Arama yapmak için lütfen yukarıdaki kutulardan birine aramak istediğiniz terimi girin.

Yargıtay Kararları Işığında Yoksulluk Nafakası Ödeme Yükümlülüğünün Şartları ve Ortadan Kalkması

The Requirements of the Spousal Support and its Termination in the Light of the Decisions of the Turkish Supreme Court

Dila OKYAR KARAOSMANOĞLU

Yoksulluk nafakası, eşler arasındaki dayanışma yükümlülüğünün boşanmadan sonra dahi kısmen devamına ilişkin olup, ahlaki değerlerin bir yansımasıdır.
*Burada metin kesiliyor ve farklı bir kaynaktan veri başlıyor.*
PR #502, opened 2020-12-23
Add YARD documentation to ruby-git

jcouball:

### Description
Create YARD documentation for ruby-git instead of rdoc. Make improvements to the documentation.

Not everything is documented yet. Additional PRs will add YARD doc for everything.

The work done so far shows what this would look like for most methods in the Git module like Git.bare, Git.open, Git.clone, Git.init.

In order to see this updated documentation, you will need to clone this PR branch and then run:

```
bundle install
bundle exec rake yard && open doc/index.html
```

### JRuby Not Supported for Generating YARD docs

This project uses the `redcarpet` gem to be able to use Markdown to format YARD documentation.  `redcarpet` is not compatible with JRuby.

To make this clear, the rake tasks for YARD documentation are not added under JRuby and the `redcarpet` gem is not development dependency when running in JRuby.

### DIFF
--- a/lib/git/base.rb
+++ b/lib/git/base.rb
@@ -1,31 +1,23 @@
 require 'git/base/factory'
 
 module Git
-
+  # Git::Base is the main public interface for interacting with Git commands.
+  #
+  # Instead of creating a Git::Base directly, obtain a Git::Base instance by
+  # calling one of the follow {Git} class methods: {Git.open}, {Git.init},
+  # {Git.clone}, or {Git.bare}.
+  #
   class Base
-
     include Git::Base::Factory
 
-    # opens a bare Git Repository - no working directory options
-    def self.bare(git_dir, opts = {})
-      self.new({:repository => git_dir}.merge(opts))
+    # (see Git.bare)
+    def self.bare(git_dir, options = {})
+      self.new({:repository => git_dir}.merge(options))
     end
 
-    # clones a git repository locally
-    #
-    #  repository - http://repo.or.cz/w/sinatra.git
-    #  name - sinatra
-    #
-    # options:
-    #   :repository
-    #
-    #    :bare
-    #   or
-    #    :working_directory
-    #    :index_file
-    #
-    def self.clone(repository, name, opts = {})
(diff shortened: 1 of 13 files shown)


lib/git/base.rb
```diff
@@ -35,56 +27,82 @@ def self.config
...
-    # options:
-    #  :bare
-    #  :index
-    #  :repository
-    #
-    def self.init(working_dir, opts = {})
-      opts[:working_directory] ||= working_dir
-      opts[:repository] ||= File.join(opts[:working_directory], '.git')
+    # (see Git.init)
+    def self.init(directory, options = {})
```
jcouball, line 31: The arg `opts` was changed to `options` to be the same as `Git.init` so the `(see Git.init)` YARD directive would work.

lib/git/base.rb
```diff
@@ -35,56 +27,82 @@ def self.config
...
+      self.new(options)
     end
 
-    # opens a new Git Project from a working directory
-    # you can specify non-standard git_dir and index file in the options
-    def self.open(working_dir, opts={})
-      opts[:working_directory] ||= working_dir
-      opts[:repository] ||= File.join(opts[:working_directory], '.git')
+    # (see Git.open)
+    def self.open(working_dir, options={})
```
jcouball, line 66: The arg opts was changed to options to be the same as `Git.open` so the `(see Git.open)` YARD directive would work.

lib/git/base.rb
```diff
@@ -198,46 +216,53 @@ def lib
...
-      else
-        self.lib.add('.', args[0]||{})
-      end
+    # @option options [boolean] :all
+    #   Update the index not only where the working tree has a file matching
+    #   <pathspec> but also where the index already has an entry.
+    #   See [the --all option to git-add](https://git-scm.com/docs/git-add#Documentation/git-add.txt--A)
+    #   for more details.
+    #
+    def add(paths = '.', **options)
```
jcouball, line 264: Change the signature from `*args` so the individual options can be documented.  I am confident that this is equivalent because the unit tests still pass.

Yoksulluk nafakasına hükmedilirken özellikle taraflar arasındaki ekonomik denge ve kendisinden nafaka talep edilen tarafın mali durumu dikkate alınmalıdır.

Yoksulluk Nafakası, Nafaka, Boşanma, Eşlerin Ekonomik Durumu.

Spousal support relates to the obligation of solidarity which exists between the spouses even after divorce and is also a reflection of moral values. When awarding spousal support, especially the economic balance between the spouses and the economic status of the spouse from whom spousal support is requested should be taken into consideration.

Spousal Support, Maintenance, Divorce, The Economic Status of Spouses.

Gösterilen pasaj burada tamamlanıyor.